### Data for this exercise
Content starts
PR #3655, opened 2023-10-13
fix ABI for raw pointers

jrvidal:
:wave: Hello from Stackblitz

We've noticed very buggy behavior when our Rust code requires a sizable amount of memory (above 2 GiB!). I've traced it back to `__wbindgen_malloc` returning negative pointers (!!), which screams "`i32` overflow" :grimacing:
Content ends
### The task
The line with "fix ABI for raw pointers" through the last line of the data: write these out exactly, and no others.

### Finished task
fix ABI for raw pointers

jrvidal:
:wave: Hello from Stackblitz

We've noticed very buggy behavior when our Rust code requires a sizable amount of memory (above 2 GiB!). I've traced it back to `__wbindgen_malloc` returning negative pointers (!!), which screams "`i32` overflow" :grimacing:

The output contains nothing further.